Maria Miller, the Culture Secretary, appears to support this view as when asked to comment on this issue she said the “publisher would have to meet the three tests of whether the publication is publishing news-related material in the course of a business, whether their material is written by a range of authors – this would exclude a one-man band or a single blogger – and whether that material is subject to editorial control“. Miller also highlighted the various bodies excluded from this definition which includes broadcasters, special interest titles, scientific journals, public bodies and charities, company news publications and book publishers.

Whichever way ones look at it the law with regards to the internet remains uncertain; regulating it, even less so.

What of organisations such as Google, Facebook and Twitter? These companies will need to look closely at the draft Royal Charter and the way in which it affects them. Whilst on the face of it they are conduits for others to publish blogs or micro blogs do they in fact exert editorial control, such as to fall within the definition of “relevant publisher” through their use of various algorithms? They will also need to have in mind the recent decision in Tamiz v Google [2013] EWCA Civ 68 (see here for case comment) in which the Court of Appeal held that Google could be liable as a publisher at common law.
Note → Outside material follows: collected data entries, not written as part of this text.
PR #441, opened 2018-08-02
TypeScript: correct casing of export ConfigureFlopFlip

omichelsen:
The exported function is called `ConfigureFlopFlip` and not `ConfigureFlopflip`.


tdeekens:
Will release this weekend.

It is clear that these companies all make a significant amount of money within the United Kingdom and that they, along with other websites which are run as businesses, should be subject to the same rule of law as everyone else.

Whilst the individual blogger, passionate about his or her subject, should be offered some protection from the ‘stick’ of the not being a member of the proposed regulator it appears safeguards already exist; perhaps someone just needs to report this fact to them.

That said, there can be no denying that in this day and age individuals still retain the power to cause untold damage through their publications online. One tweet from Justin Bieber can reach 36 million followers in an instant, many more than the daily circulation all of the newspapers in this country (and several others) combined; and therein lies the problem which remains to be addressed.